• [WORK REQUIRED] All entries, exactly as written, should be output again.

• [LISTED RECORDS]
PR #218, opened 2024-08-26
digest.R optimization 1: hash algo lookup

pearsonca:
Extracted from #215

### DIFF
--- a/R/digest.R
+++ b/R/digest.R
@@ -37,12 +37,11 @@ digest <- function(object, algo=c("md5", "sha1", "crc32", "sha256", "sha512",
                    errormode=c("stop","warn","silent"),
                    serializeVersion=.getSerializeVersion()) {
 
-    algo <- algo[1]
-    algoint <- algo_int[[algo]]
+    algoint <- algo_int[[algo[1]]]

• [TASK RESULT]
PR #218, opened 2024-08-26
digest.R optimization 1: hash algo lookup

pearsonca:
Extracted from #215

### DIFF
--- a/R/digest.R
+++ b/R/digest.R
@@ -37,12 +37,11 @@ digest <- function(object, algo=c("md5", "sha1", "crc32", "sha256", "sha512",
                    errormode=c("stop","warn","silent"),
                    serializeVersion=.getSerializeVersion()) {
 
-    algo <- algo[1]
-    algoint <- algo_int[[algo]]
+    algoint <- algo_int[[algo[1]]]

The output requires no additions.